Однако женский торс составляет исключение. Законченная лишь наполовину – Пикассо работал над ней недолго – полуженщина-полуваза, то ли запечатленная Энгром, то ли нарисованная ребенком. Явление фигуры здесь значит куда больше, чем акт рисования. Из-за самой ее неопределенности последнее словно остается за ней, не за художником.
Я предполагаю, что в воображении Пикассо этот рисунок принадлежал Еве Гуэль. Она умерла от туберкулеза всего за шесть месяцев до того. Они, Ева и Пикассо, были вместе четыре года. Он вводил в свои кубистские натюрморты ее имя, превращая эти строгие полотна в любовные письма. JOLIE EVA[14]. Теперь она была мертва, он жил один. Образ запечатлен на бумаге, как в памяти.
Этот неуловимый образ будто спустился с другого этажа восприятия, явился среди бессонной ночи с ключом от двери, который до сих пор оставался у него.
Эти три истории говорят о трех разных назначениях рисунка. Есть рисунки, которые всматриваются в видимый мир, изучая его; такие, которые запечатлевают и сообщают идеи, и такие, которые создаются из воспоминаний. Это различие имеет значение даже в рисунках старых мастеров, поскольку каждый тип переживается по-своему. Каждый говорит в разной временно́й форме. На каждый мы реагируем с разной силой воображения.
В первом типе рисунка (когда-то такие рисунки справедливо назывались штудиями) линии на бумаге – это следы, оставленные взглядом художника, непрерывно устремляющимся вовне, всматривающимся в своеобразие, загадку того, что перед ним, каким бы будничным и обыденным оно ни было. Совокупность линий повествует об оптическом перемещении, посредством которого художник, следуя за своим взглядом, вселяется в человека, или дерево, или животное, или гору, которые рисует. Если рисунок хорош, он остается там навсегда.

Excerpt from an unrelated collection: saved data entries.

Issue #5575, opened 2022-08-15
Support referenced content for articles


briand44:
As a SiteNow site editor creating an article, I would like to be able to choose existing related articles to display to site visitors so that they can more easily find similar articles they are interested in.

# Proposed Solution 

- [x] Add field_content_reference (avoids conflict with HR field_reference) to article content type with the ability to reference other articles.
- [x] Display as stacked cards in a three column grid.
- [x] Adjust site splits (iisc, sppa, hr, admissions)
- [x] ~Update default_content?~

# Follow-up

- Global settings with other display options

joewhitsitt:
I am curious to hear from @quamsta about how this new field could/should interact with the related by tag functionality.

cory-skeers:
> * Integrate related content field with the related content by tag functionality (admin/config/sitenow/uiowa-articles) where referenced items will take precedence over tags or is it a separate option from the dropdown to show those instead of tag based?

For the majority of cases, I would think referenced items first, then related by tags.

In my experience in the past (uihc, library) there've been some cases where it was desired to display only manually related content, and in other cases allow for both manually related and auto/tag-related. It was generally sensitive areas (eg medical, public policy) where it was limited to manual only.

If that is the case, I would lean toward providing the option to do referenced items only, or referenced items then tags, defaulting to the latter. (And with an option, use a form of our 'site-wide default' or override method.)

joewhitsitt:
>And with an option, use a form of our 'site-wide default' or override method.

Yeah, at this point I think establishing a "related content" sidebar section for this, help text and the reference field would be a good idea and by doing so highlights the existing functionality more.

bspeare:
I'd vote to display the related content in a card grid by default and for a future slice, develop different card display options like the screenshots below. 

<img width="550" alt="Screen Shot 2022-08-16 at 1 54 47 PM" src="https://user-images.githubusercontent.com/1036433/184959045-d751c602-582c-4a2a-9d0a-02e29dd54e0b.png">
<img width="484" alt="Screen Shot 2022-08-16 at 1 55 35 PM" src="https://user-images.githubusercontent.com/1036433/184959291-d8021346-3952-4094-9608-abff26a4d5ef.png">

briand44:
I can get on board with having configuration here if the plan is to have different display options outside of "Display" or "Do not display".  If we only have the card display option, my thought is to just display it if there is referenced content otherwise do not display. No need to add additional config.

quamsta:
[...]

PR #5623, opened 2022-08-29
Article content reference field

joewhitsitt:
Relates to #5575 

# Todo
- [x] stacked cards - taking this opportunity to refactor how classes are implemented for these? https://github.com/uiowa/uiowa/pull/5623#issuecomment-1230811205
- [x] hr split
- [x] iisc https://github.com/uiowa/uiowa/issues/5657
- [x] sppa

# How to test
- Review the code.  Any suggestions to make the machine names better like `card_grid` and `related_manually_referenced_content`?  Is there any extra code that could be removed?
- `blt frontend`

## Test the update hook
- Go to https://sandbox.uiowa.ddev.site/admin/config/sitenow/uiowa-articles and verify the "do not display" option is gone from "Display related content" and that this site is set to "Grouped by tag".  Adjust it to display "Manually referenced content" and save. 
- Test on another site that may have had "Do not display" set. 

## Test the functionality
- Go to https://sandbox.uiowa.ddev.site/node/546/edit and find the "Related content" field in the sidebar and select some content to reference.  Read the help text and provide suggestions to help make the text better. 
- Edit or create a new article and use the new "Related Content" field under the "Relationships" tab. 
- A related content section should display a grid of cards at the bottom of the article in the "stacked" card design. 

## Test the splits
- HR - `ddev blt ds --site=hr.uiowa.edu` - it should work on v2 but just look different https://github.com/uiowa/uiowa/pull/5623#issuecomment-1238383764
- IISC - `ddev blt ds --site=iisc.uiowa.edu` it should not work here
- SPPA -`ddev blt ds --site=sppa.uiowa.edu`-  it should work!


bspeare:
We are setting the card defaults for the teaser view mode at https://github.com/uiowa/uiowa/blob/main/docroot/themes/custom/uids_base/uids_base.theme#L308-L312.  Can we unset those and provide new defaults for article teasers using this reference field?  Or, do we need a card view mode?

joewhitsitt:
Don't we need to keep that around until v2 goes away? Not sure I understand the ramifications of unsetting those there. Would that be a lot of teaser template updates?

joewhitsitt:
Input overflow
Screen Shot 2022-08-30 at 6 50 56 AM

Grid stacked enclosed with hidden descriptions using existing logic.
Screen Shot 2022-08-30 at 6 51 07 AM

joewhitsitt:
pulling down to look at the update hook and view

joewhitsitt:
Looks like when this was first installed (sitenow_articles_update_9301), it was set to an option that doesn't exist which left things unset for many sites. It now accounts for do_not_display as well as unset.

joewhitsitt:
i'd like to pretend I understand how Views works but I don't. required the relationship, removed the contextual filter and switched the render to content. 🤷 

Update: nevermind. I must have broke something

bspeare:
@joewhitsitt what needs to be updated for splits like (https://github.com/uiowa/uiowa/blob/main/config/sites/hr.uiowa.edu/config_split.config_split.site.yml#L22) or default content?

joewhitsitt:
default_content is probably nothing since we aren't setting a default value.

for the HR split, I think it would be removing the storage base field from the split and adding a complete split item for the field instance located on page. making sure the storage base file is removed from git.

bspeare:
It looks like https://github.com/uiowa/uiowa/blob/9e164473d42499b22e61755361d8279014c28fe7/docroot/themes/custom/uids_base/uids_base.theme#L305-L311 is not working on the `sppa` site.

joewhitsitt:
taking a look at SPPA

bspeare:
This feature does work for V2 sites but has a different visual display - are we good with that?

Screen Shot 2022-09-06 at 11 26 54 AM

bspeare:
I think this should be ready to test.   @joewhitsitt anything else you want to add to the testing instructions?

joewhitsitt:
I think the test instructions are good

makurj:
Pulling down to test.

makurj:
> Any suggestions to make the machine names better like `card_grid` and `related_manually_referenced_content`?

 I kinda like these as they are very clear terms.

makurj:
I'm okay with: 

> Reference similar content. Manage the display of these items at the SiteNow Articles [page](https://sandbox.uiowa.ddev.site/admin/config/sitenow/uiowa-articles).

If needed, we could change "similar" to "related" but as this is under "Related Content", that would be redundant. We could also do "Reference other articles. Manage the display of these items at the SiteNow Articles."

makurj:
To confirm, we are now setting “Display related content” for all sites to "manually referenced"? For ones that were on “Do not display”, this shouldn’t make a difference unless they go into each article and enter some content to reference, correct?

briand44:
>To confirm, we are now setting “Display related content” for all sites to "manually referenced"?

We should be setting "manually referenced" as the default going forward and updating existing sites that have "Do not display" set. Sites that are displaying tags wouldn't be changed.

joewhitsitt:
>Sites that are displaying tags wouldn't be changed.

Correct.

makurj:
For IISC, I see the "Related Content" field in the sidebar on articles but when I enter some text, it's not referencing the article. Is that what is meant by "it should not work here" in the test instructions?

briand44:
https://github.com/uiowa/uiowa/issues/5657

makurj:
Everything checks out.

makurj (approved):

bspeare:
Does this need the off hours deployment tag?

joewhitsitt:
Created a docs issue https://github.com/uiowa/uiowa/issues/5665

pyrello:
> Does this need the off hours deployment tag?

I reviewed the code from this perspective and I didn't see anything concerning in this regard. It doesn't:
- Introduce new dependencies which are required by code updates
- Update existing dependencies with classes being renamed or moved
- Move existing template files

The config for the view won't exist until after config import happens, but won't be called by anything until the update hook runs. There is maybe the possibility of a very short outage based on this. I think ideally, we would manually import the views config during the update hook so that it is there when the update hook finishes running and sites that did not have related content turned on get switched to using the related content field by default. However, I'm not sure the length of the possible outage necessarily warrants the additional effort.

cory-skeers:
> I think ideally, we would manually import the views config during the update hook so that it is there when the update hook finishes running...

Even if we don't go back and add it here, that's a good point, and this is a good consideration going forward for future update hooks. Similar 'defensive coding' type practice.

В штудии «Живот и левая нога обнаженного мужчины, стоящего в профиль» все еще присутствует Леонардо – там, в паху мужчины, нарисованного сангиной на грунтованной розовым бумаге, и в его подколенной ямке, где разделяются двуглавая и полуперепончатая мышца бедра, оставляя пространство двойным икроножным мышцам. Якоб де Гейн (женившийся на богатой наследнице Еве Сталпарт ван дер Виле, что позволило ему завязать с гравюрой) все еще живет в изумительных прозрачных крыльях стрекозы, которую он нарисовал черным мелом и коричневой тушью для своих друзей из Лейденского университета около 1600 года.
Если позабыть о сопутствующих деталях, технике, типе бумаги и прочем, то такие рисунки вовсе не будут иметь возраста, поскольку акт сосредоточенного внимания, изучения облика наблюдаемого объекта, почти не изменился за тысячи лет. Древние египтяне разглядывали рыбу не иначе, чем византийцы на Босфоре или Матисс на Средиземноморье. Менялось, согласно истории и идеологии, визуальное изображение того, что художники не смели подвергать сомнению: Бог, Власть, Правосудие, Зло. А мелочи и пустяки всегда оставались предметом визуального изучения. Вот почему гениальные изображения обыденных вещей несут в себе собственное «здесь и сейчас», являя свою человечность.
Между 1603 и 1609 годом фламандский рисовальщик и живописец Рулант Северей путешествовал по Центральной Европе. До нас дошли восемьдесят рисунков людей на улицах, озаглавленные «Из жизни». До недавнего времени эти работы приписывали великому Питеру Брейгелю.
Один из них, сделанный в Праге, изображает сидящего на земле нищего. На нем шапка, одна нога обернута белой тряпкой, на плечах черный плащ. Он смотрит вперед, абсолютно прямо, его темные угрюмые глаза находятся не выше глаз бродячего пса. Перевернутая шляпа для подаяния лежит на земле возле его забинтованной ноги. Ни иных деталей, ни других фигур, ни указателей места. Просто бродяга, изображенный почти четыреста лет назад.